## Dataset records
Issue #1533, opened 2020-05-05
Investigate fixing lazy loading image jank / aspect ratio on cards


bspeare:
# The Problem

@quamsta mentioned:

```
I wanted to add a comment/idea on the Uiowa homepage card styles that Ben showed briefly. I recall that you landed on the lazysizes JS module for lazy loading images in the template. We also use this library and think it's great. Ive found the aspect ratio plugin for lazysizes to be very helpful in preventing page "jumps" while the image loads and changes the height of the container-- especially noticeable on mobile. Dunno if you guys have checked it out or if it's on your radar at all, but thought I'd drop a link in case it wasn't:
https://github.com/aFarkas/lazysizes/tree/gh-pages/plugins/aspectratio

We use this on After Class in order for our Masonry grid to work properly with lazysizes and not jump around and go completely bonkers as images load in since we're letting the heights of the images be completely arbitrary. 
https://afterclass.uiowa.edu/events/

You do need to be able to calculate the aspect ratio of the image and place it in the <img> or <picture> elements  before the javascript runs though (aka via the templating system, serverside). But I'm guessing that Drupal should have the height/width of the uploaded assets somewhere and you might be able to access them and calculate it that way!
```

PR #1538, opened 2020-05-05
turn on lazy aspect ratio plugin

joewhitsitt:
Relates to #1533 

So the lazy module has a plugin checkbox for aspect ratio in the configuration you can toggle on. With prefer native lazy turned off, this will be loaded. From what I am seeing, the over-extended jank up is gone (heros), but the jank down still occurs.


bspeare (approved):
Thanks! It's great that the module has that built-in.  It's tough to notice the difference but it might be worth trying out for now.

## To do
Exactly as they appear above, write out the line containing "Relates to #1533" and each line that comes after it in the records.

## Exercise response
Relates to #1533 

So the lazy module has a plugin checkbox for aspect ratio in the configuration you can toggle on. With prefer native lazy turned off, this will be loaded. From what I am seeing, the over-extended jank up is gone (heros), but the jank down still occurs.


bspeare (approved):
Thanks! It's great that the module has that built-in.  It's tough to notice the difference but it might be worth trying out for now.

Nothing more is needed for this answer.